Guide to Marklin 00/HO Boxes 1935 – 1943

As many collectors know, original boxes for Marklin toys and trains can significantly increase the value of their treasured contents.  In their original use, boxes and sometimes wooden crates were merely meant to safely transport their contents. But today, boxes provide collectors with a better look at where the toys came from and add to the piece’s provenance and overall charm.  

The range of Scale 00/HO Marklin boxes has changed drastically over the years.   Boxes can be very helpful in dating toys and add considerably to the overall value of a train set or individual train.  Collectors are willing to pay higher prices if the original box is included. In this guide we’ll review some of the common box styles, what periods they were produced, and the different characteristics of each.  We’ll be careful to note for each box style how they compare to reproduction boxes and how to spot them.

1935 – 1936

The earliest 00 Scale box was similar in design to previous Marklin boxes for larger scales:  it had a black and orange label on a plain brown box.  This box was used from 1935 to 1936, but sometimes we even see it in early 1937.  Characteristics that differ with this early box is that the perforation on the top and bottom of the label extends all the way across the label edge in a uniform line.  Later boxes have different perforation patterns including some labels that only have a few perforation holes in the center of the label.  Postage stamp collectors will easily notice that this perforation is called the “pin hole” technique and actually punches a whole for the paper.  It’s not clear why Marklin used this technique on it’s labels as the labels certainly were not torn but rather cut along the perforation line.

The earliest of 00/HO boxes have other characteristics reminiscent of boxes of large-gauge Marklin items from a similar time.  For instance, some early 700 series locomotives were packed with straw hay for extra padding during transport.  This straw was often inside brown paper to protect the paint from damage.  As many collectors know, however, this paper often stuck to the lacquer of the Marklin locomotives if it hadn’t completely dried or if the piece was stored in an area with slight heat that would make the lacquer “sticky.”

Although we don’t have a date stamp on this box below, we are fairly certain it is from 1935 because it contained a first version R 700.  It’s very possible, though, that this box was actually from 1936 production.

Marklin 1935 (possibly ’36) box for R 700 locomotive


Marklin Box Style from 1935-36 with 1936 stamp

Reproduction boxes are very common from this early period as well.  They can be very convincing but by studying small differences and the stamps we can easily spot replicas.  Certain stamps like “K” “CH” and “U” are used on reproduction boxes, but were never used on certain original boxes.

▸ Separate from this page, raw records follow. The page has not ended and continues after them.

PR #4282, opened 2017-05-10
Cherry-pick various test fixes to 5.x

andrewkroh:
- Ignore permission errors in Metricbeat’s TestFileSystemList (#3562)
  
  The test can fail if some calls to statfs fail due to permission errors. For example:
  `stat("/var/lib/docker/aufs/mnt/50d0d5f599f0f19450e7649f73a0e23da1f172048e555df2b1cb78b3fefa355b", 0x7ffd2e5b8ed0) = -1 EACCES (Permission denied)`

- Less strict error matching in Winlogbeat config_test 
  Error string testing is brittle. The PR makes the test less stringent by not checking the full error message that includes the Golang stdlib error.

- Miscellaneous test fixes (#4216)
  - Fix and enable the python smoke test for heartbeat
  - Remove fmt.Printf from metricbeat ceph module
  - Fix Windows path issues in libbeat/paths tests
  - Fix ioutil.TempDir usage in Packetbeat tests (it broke windows)

- Using single quotes around Windows paths (#4235)
  The thrift test config used double quotes around Windows path separators and this was interpreted incorrectly in YAML parsing.

- Rename TestBadCondition to TestConditions  (#4235)
  This test doesn’t actually test any bad conditions. Plus there is another test in the same directory with the name TestBadCondition.

- Use logp.Beta or logp.Experimental in metricsets  (#4235)
  And in system tests, centralize the logic for asserting that there are no ERR or WARN in logs.

  Filter out errors about “The service process could not connect to the service controller” that occur when testing on Jenkins where Jenkins itself is running as a service. This confuses the Beat because it thinks that it is running as service, but it’s not.

- Remove OS specific error message check from mockbeat  (#4267)
  The error message “no such file or directory” is an OS specific error message. There is a different error message on Windows. Simply checking for “error loading config file” should be sufficient.

- Use shorter filename in Filebeat test for Windows (#4271)
  The test was failing on Windows when `os.rename` failed with `[Error 3] The system cannot find the path specified`. The root cause of the failure was that the path was ~260 characters on Jenkins which is greater than the `MAX_PATH` value in Windows. This PR shortens the test log’s name to resolve the issue.

  The other changes to normalize the filepath are nice to have for Windows, but not strictly required.

- Add filesystem name to test error message (#4272)
  Errors that are logged by the system/filesystem test case don’t have enough context to debug them. This adds the filesystem that caused the error to the message.

### DIFF
--- a/filebeat/tests/system/test_prospector.py
+++ b/filebeat/tests/system/test_prospector.py
@@ -490,16 +490,17 @@ class Test(BaseTest):
         Test that close_inactive still applies also if file was rotated,
         new file created, and rotated file removed.
         """
+        log_path = os.path.abspath(os.path.join(self.working_dir, "log"))
+        os.mkdir(log_path)
+        testfile = os.path.join(log_path, "a.log")
+        renamed_file = os.path.join(log_path, "b.log")
+
         self.render_config_template(
-            path=os.path.abspath(self.working_dir) + "/log/test.log",
+            path=testfile,
             ignore_older="1h",
             close_inactive="3s",
             scan_frequency="0.1s",
         )
-
-        os.mkdir(self.working_dir + "/log/")
-        testfile = self.working_dir + "/log/test.log"
-        renamed_file = self.working_dir + "/log/test_renamed.log"
 
         filebeat = self.start_beat()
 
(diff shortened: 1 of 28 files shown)


andrewkroh:
jenkins, test it

ruflin:
jenkins, retest it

A study of 3 reproduction boxes from Hans-Willi Walter described properly as replicas


A reproduction RS 700 box with incorrect “U” stamp, faded pink 20 Volts label, and improper date stamp (1933?) in upper left.

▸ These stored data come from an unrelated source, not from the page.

PR #4290, opened 2017-05-11
Ensure correct file permissions on system test conf files

exekias:
Most linux systems use 002 umask by default, this change ensures
we write conf files with the right permissions


andrewkroh:
I resolved the conflict using the Github web UI so that we can see if CI is passing.

exekias:
This never worked, closing it as it's not a big deal

PR #4294, opened 2017-05-12
Rename input_type to type in config and input_type to prospector.type in event

ruflin:
Document type was removed recently because _type does not exist anymore in Elasticsearch. As input_type is actually the type of the prospector it makes more sense to have it as type config options instead of type. Renaming it in the config means it should also be renamed in the event. In the event the field was renamed to `prospector.type`.

This change is on the config side backward compatible as input_type was only deprecated. On the event side the old field does not exist anymore.

* Cleanup expected test json files. Indentation was standardised and `input_type` replaced by `prospector.type`.
* Update changelog
* Add system tests for deprecated message


ruflin:
jenkins, retest it

filebeat/prospector/log/config.go
```diff
@@ -84,8 +85,13 @@ type config struct {
 
 func (c *config) Validate() error {
 
+	// DEPRECATED 6.0.0: warning is already outputted on propsector level
+	if c.InputType != "" {
+		c.Type = c.InputType
```
tsg: 👍 for backwards compatibility.

filebeat/module/system/syslog/test/darwin-syslog-sample.log-expected.json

An original box for comparison dated 1936 (1st quarter) with “M” stamp.

Early Set Boxes for 00/HO


Set boxes for Marklin train sets from 1935-36 were commonly found in a purple colored carton with an illustrated picture of a railway scene on the box top.  The sets also had orange/white labels indicating the set number (example: R 727, or others listed here) and also the voltage label (20 VOLT).

Marklin Set Box Cover from 1935-36

The boxed sets had the orange “faces” label as seen below.  

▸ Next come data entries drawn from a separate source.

PR #4298, opened 2017-05-12
Fix for flaky docker tests

ruflin:
Docker tests were flaky because sometimes a container of an other test was monitored which was stopped at this time. Te log entries for containers which were removed during investigation are removed.

In addition a processor was introduced to only look at the events for docker containers which are from the same environment.

### DIFF
--- a/metricbeat/tests/system/test_docker.py
+++ b/metricbeat/tests/system/test_docker.py
@@ -1,6 +1,7 @@
 import metricbeat
 
 import unittest
+import os
 from nose.plugins.attrib import attr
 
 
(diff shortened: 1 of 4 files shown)


metricbeat/tests/system/test_docker.py
```diff
@@ -11,17 +12,33 @@ def test_container_fields(self):
...
+        )
 
         proc = self.start_beat()
         self.wait_until(lambda: self.output_lines() > 0, max_timeout=20)
         proc.check_kill_and_wait()
-        self.assert_no_logged_warnings()
+        self.assert_no_logged_warnings(["WARN Container stopped when recovering stats",
+                                        "ERR An error occurred while getting docker stats"])
+
+        print(os.environ.get('TESTING_ENVIRONMENT'))
```
andrewkroh: Does this need to stay or was it just for debugging?

ruflin: I wanted to keep it in for the moment to see what went wrong in case the tests fail again.

PR #4303, opened 2017-05-12
Use .go-version to specify the Go version for all CI builds

andrewkroh:
Having a simple file that requires no parsing to retrieve the Go version
provides us a standard portable way to know what Go version to use for builds.
It's basically the least common denominator for builds accross CI systems
(Jenkins, AppVeyor, Travis) and operating systems.

Also changed AppVeyor to invalidate the cached Go version only when the
.go-version file changes instead of when the .appveyor.yml changes.


ruflin:
WFG

PR #4304, opened 2017-05-12
Cherry-pick #3942 to 5.x: Fix Winlogbeat test by checking full hostname

andrewkroh:
Cherry-pick of PR #3942 to 5.x branch. Original message:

Marklin Set Box labels of the 1930s with large stamp letters on faces label


The next type of box had a orange and white label and a similar brown box that was lighter in color.   This type of box was used from 1937 to 1938 but there was another kind of box also introduced in 1938 that will be discussed next.


The year 1938 brought many changes to Marklin.  The “Perfect Reverse” system was introduced as well as a change in design of boxes for the entire range of 00 Scale production.  Marklin introduced their famous red-diamond or bicycle box (named because of the pattern of the red Marklin logo which looked like a bicycle).  This type of box was used for the remained of our focus of discussion (up to 1956) but in many different variations.  The type of box pictured below was used from 1938 to 1943.  Locomotive boxes had an orange and white label and coaches and wagons had a plain white label.